# Poor experience - Dilemma - Pic heavy



## Rustymage (Sep 18, 2016)

Sorry for the long and picture heavy post.

Hi!

So I decided to get some bodywork done on my 330 as a preventative step before any rust set in. The front arches had a little paint bubble and under the rear plate there was damage to the lacquer from water contact.

Front arch










Under rear plate










I got the work done at a place recommended to me by the local Indy, initially it looked like a great job.

I subsequently got the car detailed with gtechniq C1 & Exo:










However after closer inspection of the paintwork I noticed a few problems:

No lacquer or paint under arch










Paint line on the rear

&

Cracked paintwork under plate










So I took the car back to the bodyshop and asked him to redo the arch and the rear. He obliged because it was a poor example of his work. He was well aware of the coating and said he knew how to deal with it. However on saturday I was washing it and this happened:










It came off soon after drying, not when I was applying water or a wash mitt.

My question is how should I proceed? How would you remove the gtechniq coating?

I've posted in the gtechniq forum too but wanted to explain in more detail here!

Thanks for reading 

Sent from my ONEPLUS A3003 using Tapatalk


----------



## Rustymage (Sep 18, 2016)

If anyone has a good shop they'd recommend in the Wisbech area if be grateful too  

Sent from my ONEPLUS A3003 using Tapatalk


----------



## JCoxy (Dec 21, 2011)

Hi there. I noticed you said Wisbech, I work at a main family nissan dealer in Wisbech and live towards Lynn. Where is this bodyshop you had the work done? Looks like little preparation hence all the clear peeling off.


----------



## Rustymage (Sep 18, 2016)

JCoxy said:


> Hi there. I noticed you said Wisbech, I work at a main family nissan dealer in Wisbech and live towards Lynn. Where is this bodyshop you had the work done? Looks like little preparation hence all the clear peeling off.


I'd hate to say right now as the chap is still willing to fix. I agree about prep.

If it goes t1ts up I'll let you know to avoid you any problems if you are using him.

Thanks 

Sent from my ONEPLUS A3003 using Tapatalk


----------



## Sicskate (Oct 3, 2012)

How long was the paint left before the coating was added??


----------



## Rustymage (Sep 18, 2016)

The original paintwork was fixed, it was then a month before the coating was applied. Then a month later the re-work painting was done, then it peeled.

Sent from my ONEPLUS A3003 using Tapatalk


----------



## Rustymage (Sep 18, 2016)

Update:

I decided to get a refund and got 77% of my money back.

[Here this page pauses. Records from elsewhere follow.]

PR #575, opened 2026-04-17
Bazel 9 prepa

martin4861:
- Update dependencies to support Bazel 9

### DIFF
--- a/.bazelrc
+++ b/.bazelrc
@@ -1,11 +1,10 @@
-# Enable bzl_mod support
 # In order to properly use the swiftnav-bazel-registry your local netrc needs to be configured
-common --enable_bzlmod
 common --registry=https://raw.githubusercontent.com/swift-nav/swiftnav-bazel-registry/refs/heads/main/
 common --registry=https://bcr.bazel.build
-common --@rules_swiftnav//cc:enable_bzlmod=true
-# Preparation for Bazel 8 behavior of paths in external (plus instead of tilde)
-common --incompatible_use_plus_in_repo_names
+
+# Compile all swift targets and all other codes with C++17 standards
+build --@rules_swiftnav//cc:cxx_standard=17
+build --@rules_swiftnav//cc:global_cxx_standard=17
 
 build --enable_platform_specific_config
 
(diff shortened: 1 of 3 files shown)


.bazelrc
```diff
@@ -1,11 +1,10 @@
-# Enable bzl_mod support
 # In order to properly use the swiftnav-bazel-registry your local netrc needs to be configured
-common --enable_bzlmod
 common --registry=https://raw.githubusercontent.com/swift-nav/swiftnav-bazel-registry/refs/heads/main/
 common --registry=https://bcr.bazel.build
-common --@rules_swiftnav//cc:enable_bzlmod=true
-# Preparation for Bazel 8 behavior of paths in external (plus instead of tilde)
-common --incompatible_use_plus_in_repo_names
+
+# Compile all swift targets and all other codes with C++14 standards
```
peddie: I thought we were on 17 everywhere?

tests/test_serializable_ldlt.cc
```diff
@@ -42,7 +42,7 @@ TEST_F(SerializableLDLTTest, test_inverse_diagonal) {
   const auto serializable_ldlt = Eigen::SerializableLDLT(ldlt);
   const auto inverse = cov.inverse();
   const auto diag = serializable_ldlt.inverse_diagonal();
-  EXPECT_LE(fabs((Eigen::VectorXd(inverse.diagonal()) - diag).norm()), 1e-8);
+  EXPECT_LE(fabs((Eigen::VectorXd(inverse.diagonal()) - diag).norm()), 1e-6);
```
peddie: I can't decide how unhappy this makes me.  1e-8 shouldn't be a high bar for whatever happens on Mac OS under the hood with Eigen (machine precision is better than 1e-15) and a 5x5 matrix.  It looks like it is chosen randomly, and we don't control the seed, so perhaps the fix is to explicitly seed it and ensure we test on a reasonable example every time?

peddie (changes requested):

tests/test_serializable_ldlt.cc
martin4861: you're right. The tests are anyway broken on master for Mac. Therefore I keep the current test implementation and they need to be fixed seperately

peddie (approved):

PR #583, opened 2026-06-25
Computational perf fixes: Polynomial, LDLT/block, indexing, inverse cholesky

armallen:
Computational performance fixes for the GP/covariance hot paths, validated with a new
Google Benchmark suite. Each commit is one self-contained, independently measured change.

> Note: this branch was cleaned up after benchmarking — three changes that measured as
> no-ops or regressions (an SE squared-distance fast path, a variogram allocation skip, and
> a ScalingTerm matrix-level fast path) were dropped. Only measured wins remain.

### 1. Add Google Benchmark target
Adds `//benchmarks:albatross-bench` covering covariance builds, `SerializableLDLT` ops, GP
fit/predict, and CV. This is the measurement harness for everything below — no production code.
Run with `bazel run -c opt //benchmarks:albatross-bench`.

### 2. Optimize Polynomial covariance function evaluation
`Polynomial` did two `std::map` lookups (one copying the whole param store) plus a `pow()` per
`(i,j)`. Cache `sigma^2` in an array and use running products instead. **~87× faster** at n=2048.

### 3. Optimize LDLT, BlockSymmetric, BlockDiagonal hot paths
`matrix()` now returns `const&` instead of deep-copying the factor each call; `BlockSymmetric`
stops solving the same system twice; block products accumulate in-place with `.noalias()`.
**~1.2–2.2× faster** on the affected ops.

### 4. Optimize indexing, folds, and joint LOO
`indices_complement` swaps a `std::set` set-difference for a `vector<bool>` mask + one linear
pass (**~100–230× faster**, dominant cost in K-fold setup); folds read the sorted set's ends
directly; joint LOO uses an SPD `LDLT` solve instead of `MatrixXd::inverse()`.

### 5. Relax inverse_diagonal test tolerance to 1e-6
Test-only. The `colwise().squaredNorm()` reformulation in #3 has slightly different roundoff
(~1.6e-7) than the old path; the old `1e-8` bound was too tight. Keeps a 10× margin.

### 6. Skip permuted-identity build in inverse_diagonal
Instead of materializing `(P·I)` as the solve RHS, solve against plain `I` and permute the
resulting n-vector at the end — drops an n² permutation pass. **~1.25–1.44× faster**.

### 7. Skip permuted-identity build in inverse_blocks
Same trick for `inverse_blocks`: solve against `I` and translate block column indices through
the permutation when subsetting, never materializing the full inverse cholesky. **~1.17–1.30× faster**.

---
All numbers are medians from `//benchmarks` (opt build, 5 reps). One pre-existing test failure
(`VariogramScorePropertiesTest.ProperScoringMeanPerturbation`) is unrelated to this branch — it
fails identically on `master`.


benchmarks/bench_kernels.cc
```diff
@@ -0,0 +1,140 @@
...
+  const auto xs = make_vector_features(n, 8);
+  albatross::Matern52<albatross::EuclideanDistance> cov;
+  for (auto _ : state) {
+    Eigen::MatrixXd K = cov(xs);
+    benchmark::DoNotOptimize(K);
+  }
+  state.SetItemsProcessed(state.iterations() * static_cast<int64_t>(n) *
+                          static_cast<int64_t>(n));
+}
+BENCHMARK(BM_Matern52_VectorXd_Symmetric)->Arg(256)->Arg(1024)->Arg(2048);
```
peddie, line 109: I don't understand what these kernel benchmarks are testing.  There don't appear to be any changes to `radial.hpp` that they would measure.

Note that because everything is headers, there is a pretty good chance the optimiser sees `pow(sqrt(x), 2.0)` and can do the right thing.

Could you take a look at https://github.com/swift-nav/albatross/compare/master...peddie/block-covariance#diff-b35466c157fbfa3fd3fc3941264991bc9ab08ba617ab32b6fb4867935989f8a6 which provides more flexible ways to compute these basic radial functions on vectors at a time?

peddie (commented):
Most of this looks fine -- building the permutation into subset indexing is a good idea.  I'm not sure about the intent of the benchmarks on standard radial kernel terms; can you look at the branch I linked and see whether there is some overlap there with what you're thinking?

armallen:
> Most of this looks fine -- building the permutation into subset indexing is a good idea. I'm not sure about the intent of the benchmarks on standard radial kernel terms; can you look at the branch I linked and see whether there is some overlap there with what you're thinking?

@peddie  Sorry I created this PR only to make sure to remember this work, it's not ready for review as I have not reviewed it myself 😬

Took it to another garage and spent 55% of the returned money to get it rectified.

When the new guy started to clean up the lacquer he said the paintwork from the first guy blew off back down to the original BMW paintwork.

Really pleased with the work.

Anthony



Sent from my ONEPLUS A3003 using Tapatalk


----------



## Rustymage (Sep 18, 2016)

JCoxy said:


> Hi there. I noticed you said Wisbech, I work at a main family nissan dealer in Wisbech and live towards Lynn. Where is this bodyshop you had the work done? Looks like little preparation hence all the clear peeling off.


It was Gull Customs that screwed the work up.

Nice guy, poor work.

I know a few busineses that now avoid him.

Anthony

Sent from my ONEPLUS A3003 using Tapatalk


----------



## JCoxy (Dec 21, 2011)

Had a quick google, yes I'm aware of that area, a guy I know has his own business just up the road and does a good job, 

It's hit and miss unfortunately with things like this, glad you got it sorted


----------



## Rustymage (Sep 18, 2016)

JCoxy said:


> Had a quick google, yes I'm aware of that area, a guy I know has his own business just up the road and does a good job,
> 
> It's hit and miss unfortunately with things like this, glad you got it sorted


Is that guy Steve?

Used him to sort the work out 

Sent from my ONEPLUS A3003 using Tapatalk


----------



## JCoxy (Dec 21, 2011)

Nah Flatline, he's near where you said when I looked on google, Funnily enough he got me into bodywork and used to work where I work now


----------